How AI decides what sources to use for its answers?
Oct 3, 2025
Generative AI is quickly becoming the new search engine. Customers no longer need to click through multiple websites to find what they want - they can simply ask ChatGPT, Perplexity, or Gemini and get an instant answer. For marketers, this shift raises a critical question: if AI is now deciding which brands to surface, how does it choose the sources behind its answers?
Understanding this is the foundation of Generative Engine Optimisation (GEO) - the emerging practice of making sure your brand shows up when people ask AIs about your category.
General vs. Topic-Specific Sources
When we talk about sources, it helps to separate them into two categories:
General domains: sites that cover a wide range of topics, such as Wikipedia, Reddit, or LinkedIn.
Topic-specific domains: niche websites that focus on one subject area - industry publications, expert blogs, review sites, or association pages.
Both types matter, but they play very different roles in shaping what AI says.
How AI models select sources?
AI-generated answers are shaped by two layers:
Training data – the massive corpus of information a model learns from before it’s released. This includes both general and niche content.
Retrieval or browsing – most models (ChatGPT, Gemini, Perplexity, Claude) can pull live web data. But browsing isn’t always switched on, and even when it is, the model may decide not to use it unless the query demands fresh or specific information.
What matters is how models combine these layers. Sometimes they answer entirely from training data; other times they fetch live sources. In both cases, they apply filters: giving more weight to domains considered trustworthy, authoritative, and relevant.
Different models strike different balances. Some lean on general domains for context and common knowledge. Others, like Gemini, are much stricter and overwhelmingly favor topic-specific sites. Unlike SEO, this isn’t about backlinks or keyword tricks - it’s about being present in the datasets and domains AIs actually consider credible when they generate or ground answers.
The data: General vs. Topic-Specific sources
An analysis conducted with GetMentioned, based on nearly 1,000,000 prompts across all major models, shows how the three leading models compare:
ChatGPT: ~8% general vs. ~92% topic-specific
Perplexity: ~8% general vs. ~92% topic-specific
Gemini: ~1% general vs. ~99% topic-specific

The takeaway is clear: all three models lean strongly toward niche, authoritative sources. Gemini is the strictest, pulling almost entirely from topic-specific sites, while ChatGPT and Perplexity allow slightly more space for general platforms.

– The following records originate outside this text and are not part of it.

Issue #4889, opened 2026-04-28
[Mesh][ZoneIngress/ZoneEgress]: Reflection in Dataplane traffic listing


schogges:
### Description

Add entries to the traffic listing of a dataplane that shows the traffic going through (mesh scoped) zone proxies.

PR #4912, opened 2026-05-08
feat(dataplanes): listeners in traffic listing

schogges:
Listeners are being rendered next to the inbounds in the traffic listing. Although they are practically the same thing, I think for the moment we have to treat them differently.
This is an early stage and therefore there are some tradeoffs:
1. ~At some point we can fetch policies of listeners via the same request as inbounds: `/meshes/:mesh/dataplanes/:dp/_inbounds/:listener/_policies`. This is currently not fully implemented/errors.~ This seems to work now (tested with https://github.com/kumahq/kuma/commit/e3ded1b68). I've reused the inbound summary and connection views except `clusters`.
2. Stats around listeners are currently very minimalistic and we are missing cluster information in the layout. Once https://github.com/kumahq/kuma/issues/16692 is done, we can add more info. For the moment the summary of a listener will not show a cluster tab.
3. Currently `inbounds` and `listeners` are separate entries in `_overview:dataplane/networking` and `_layout`. Historically `inbound[]` also have `tags`, which is not the case for `listeners`. Basically they do not match 100%. Once this is the case we might be able to merge both `listeners` and `inbounds` either on the client side or in the backend.

Part of https://github.com/kumahq/kuma-gui/issues/4889


johncowen:
I have a feeling this PR is related to the sync we had yesterday (listener in traffic listing), let me know if not. It needs a rebase anyhow, so let me know when this is ready again. Aware this has been up for a while and I've unfortunately not had the time to get here yet, so please pester me for review once its ready again 👍

schogges:
> I have a feeling this PR is related to the sync we had yesterday (listener in traffic listing), let me know if not. It needs a rebase anyhow, so let me know when this is ready again. Aware this has been up for a while and I've unfortunately not had the time to get here yet, so please pester me for review once its ready again 👍

The main issue in this PR is that I added separate views to treat `listeners` different from `inbounds`, although they are more or less the same. At the moment they are not exactly the same. So we either choose to inline conditions and keep the views the same for inbounds and listeners, or we keep the separate views for listeners and may be able to clean things up once they are more aligned.

johncowen:
Ok 👍 would you say this is ready for review then? Or shall i wait a little?

schogges:
> Ok 👍 would you say this is ready for review then? Or shall i wait a little?

Let me give this one last check from my side. I'll let you know.

packages/kuma-gui/src/app/connections/components/connection-traffic/ConnectionCard.vue
```diff
@@ -141,6 +141,10 @@
             <dt>{{ t('data-planes.components.service_traffic_card.cx') }}</dt>
             <dd>{{ t('common.formats.integer', { value: props.traffic.tcp?.[`${props.direction}_cx_total`] }) }}</dd>
           </div>
+          <div>
+            <dt>{{ t('data-planes.components.service_traffic_card.cx_active') }}</dt>
+            <dd>{{ t('common.formats.integer', { value: props.traffic.tcp?.[`${props.direction}_cx_active`] }) }}</dd>
+          </div>
```
schogges, line 147: I've added active connections because it might be useful information for users.

packages/kuma-gui/src/app/connections/components/connection-traffic/ConnectionCard.vue
```diff
@@ -159,9 +163,11 @@
...
     </template>
     <template v-else>
-      <XProgress
-        variant="line"
-      />
+      <slot name="empty">
+        <XProgress
+          variant="line"
+        />
+      </slot>
```
schogges, line 170: Allow setting an empty state. Stats for listeners are very minimalistic and it's likely that there are no stats at all until some traffic went through. Therefore I wanted to add some empty state for listeners that tells the user that there is no data instead of showing a loading indicator which might be misinterpreted.

packages/kuma-gui/src/app/connections/routes.ts
```diff
@@ -66,5 +66,26 @@ export const routes = (prefix: string): RouteRecordRaw[] => {
...
+        },
+        {
+          path: 'xds-config',
+          name: `${prefix}-connection-listener-summary-xds-config-view`,
+          // Note: This uses the same component as the inbound summary xds view because they are practically the same,
+          // but for now we have to handle them as different summary views. This will likely change in the future.
+          component: () => import('@/app/connections/views/ConnectionInboundSummaryXdsConfigView.vue'),
+        },
+      ],
+    },
```
schogges, line 89: This is just routing configuration that might be removed in the future once we know wether we can treat listeners **exactly** the same as inbounds. For now we need to separate them because there are no clusters. The views for `stats` and `xds` are reusable already.

packages/kuma-gui/src/app/connections/sources.ts
```diff
@@ -68,13 +68,17 @@ export const sources = (api: KumaApi) => {
...
-      let inbounds, outbounds, passthrough
+      let inbounds, outbounds, passthrough, listeners
       if (proxyType === 'dataplane') {
         // pick out the listeners/inbounds that start with our ip address (the.ip.address.1_port000)
         inbounds = params.socketAddress === 'localhost' || params.socketAddress === 'self_inbound'
           ? Object.fromEntries(Object.entries(connections.cluster).filter(([key, _value]) => key.startsWith('localhost_') || key.startsWith('self_inbound')))
           : Object.fromEntries(Object.entries(connections.listener).filter(([key, value]) => key.startsWith(`${params.socketAddress}_`) && !value.$clusterName.startsWith('_')))
 
+        listeners = {
+          ...Object.fromEntries(Object.entries(connections.listener).filter(([key]) => key.startsWith('self_zone'))),
```
schogges, line 79: We might be able to merge inbounds and listeners here in the future by just checking for `self_` prefix instead of `self_inbounds` and `self_zone` prefixes.

packages/kuma-gui/src/app/data-planes/data/DataplaneNetworking.ts
```diff
@@ -33,10 +34,32 @@ export const DataplaneNetworkingLayout = {
           portName: kri.sectionName !== String(item.port) ? kri.sectionName : undefined,
         }
       }),
+      listeners: dataplaneNetworkingLayout.listeners.map(item => {
+        const kri = Kri.fromString(item.kri)
+        return {
+          ...item,
+          // protocol of ZoneIngress listeners is always tcp, for ZoneEgress it depends and therefore it's not set
+          protocol: item.type === 'ZoneIngress' ? 'tcp' : '',
```
schogges, line 43: @slonka Can you double check and verify this please? I've heard that this is the case during one of our syncs.

schogges (commented):
@johncowen Ok I think it's good for review now. Thanks for the patience 🙂

packages/kuma-gui/src/app/data-planes/views/DataPlaneInboundSummaryOverviewView.vue
johncowen, line 1: I was wondering if we can make DataplaneListeners closer to each other from a shape perspective that way we'd have less conditionals in here to check whether it has a certain prop. Instead we can just use `.length`s etc.

I'm not sure if this is possible as I don't have enough context but it feels like it would be better if we could smooth the old (inbounds) and the new (listeners) styles together so they almost act/are the same.

packages/kuma-gui/src/app/connections/routes.ts
johncowen: Do we only need this because we don't want to show a cluster tab if its a listener (instead of an inbound)?

johncowen (commented):
I guess my overall comment here is: 

How come we can't make `inbounds` and `listeners` the same shape and then just merge the arrays really high up in the data layer. Then everything underneath that in the View will "Just Work"

I think the only other thing that is slightly different is that listeners has no Clusters so we want to hide the Cluster tab in the summary view?

Are listeners always zoneProxies or some type (i.e. ingress, egress or both)?

packages/kuma-gui/src/app/data-planes/views/DataPlaneInboundSummaryOverviewView.vue
schogges: Oh, I did that already, but missed to update the view. But some of the entries remain as is and are truly different between classic inbounds and listeners:

- `tags` are not present on a listener
- `type` is never set on an inbound, it's `ZoneIngress` or `ZoneEgress` for listeners and it's always set
- `serviceAddressPort` does not really make sense for a listener because a zone-proxy does not connect to one specific service

I'd rather leave these three ☝️ as is

schogges:
> I guess my overall comment here is:
> 
> How come we can't make `inbounds` and `listeners` the same shape and then just merge the arrays really high up in the data layer. Then everything underneath that in the View will "Just Work"
> 
> I think the only other thing that is slightly different is that listeners has no Clusters so we want to hide the Cluster tab in the summary view?
> 
> Are listeners always zoneProxies or some type (i.e. ingress, egress or both)?

I think that's the plan for the future, but I'm tempted to leave it as is. This works for now, but I've added comments for the next iteration to make it cleaner. This also depends a little bit on how the backend makes changes regarding listeners and their stats.

packages/kuma-gui/src/app/connections/routes.ts
schogges: Yeah this is what I left after removing all the specific views for listeners.

johncowen: Is it possible to figure out if something is a listener (maybe by its `type`) and then just wrap a conditional around the tab we shouldn't show in the template?

I just feel that for something that is very possibly super temporary it would be easier, less complex and easier to remove when we come to do that might be a better option here.

I feel like there is this routing config, I think there was a bit more routing config code in dataplanes also, and I feel like in this case a little `if` around the Cluster tab would be fine temporarily.

Maybe its not possible to do that, or its not as straight forwards as I'm imagining, but rather share the idea than not

johncowen (dismissed):
Quick approval for this, it looks better to me from the last round of changes. I think we are planning on circling back in this anyway.

schogges:
> Quick approval for this, it looks better to me from the last round of changes. I think we are planning on circling back in this anyway.

I made another iteration, but I think it's not finished yet. There are still some things I'd like to clean up. But we need to get this in asap to be able to test it properly. I've changed the `Closes #xyz` to `Part of #xyz` to keep the issue open. I'll keep working on a follow-up right away.

schogges:
@johncowen had to resolve conflicts, need another approval

johncowen (approved):
👍

packages/kuma-gui/src/app/connections/routes.ts
schogges: That's what I want to try as a follow-up 🙂

packages/kuma-gui/src/app/data-planes/data/DataplaneNetworking.ts
schogges: Quoting @lobkovilya 

>I n Envoy, there is no concept of a “listener protocol”. Each listener has one or more filter chains, and each filter chain can contain TCP or HTTP filters.
>
> For sidecar inbounds, we have one filter chain per listener, so in Kuma we can unambiguously treat the filter chain protocol as the listener protocol.
>
> However, for ZoneEgress and ZoneIngress, there are multiple filter chains. In the ZoneEgress case, the protocol of each filter chain is defined by the corresponding MeshExternalService. For ZoneIngress, you’re right that all filter chains are TCP. However, since in the general case we can’t reliably infer a single protocol for the listener, I think it’s fine to omit it.

For now, until we have more information, we will leave the `protocol` empty for `ZoneEgress` and set it to `tcp` for `ZoneIngress`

Why this matters for brands?
If your brand is only visible on general domains - say through a Wikipedia mention, LinkedIn content, or Reddit discussions - your chances of appearing in AI answers are limited. These platforms help provide context and credibility, but they represent only a small share of what the models use.
Where AI really “looks” is in topic-specific sources: industry media, specialist blogs, product review sites, and association websites. This is where credibility is built, and it’s what most influences whether your brand shows up in a response.
What marketers should do?
Audit your presence: Check whether your brand is being mentioned in both general and niche sources.
Prioritize niche visibility: Secure mentions in trusted industry publications, expert blogs, and category-specific review sites.
Leverage general sources strategically: Don’t ignore platforms like Wikipedia or LinkedIn - they still provide context, validation, and exposure that AI occasionally taps into.
Track model differences: Since ChatGPT, Perplexity, and Gemini weigh sources differently, monitor how each represents your brand and adapt your strategy accordingly.
Conclusion
AI clearly prefers topic-specific sources - they are the cornerstone of GEO and the key to being consistently included in AI answers. But general domains shouldn’t be written off. They add important credibility, provide a layer of context, and can still influence how a model frames your brand.
The winning strategy is balance: dominate in niche, authoritative sites while maintaining a presence in general domains. That way, whether a customer asks ChatGPT, Perplexity, or Gemini about your category, your brand stands the best chance of being mentioned.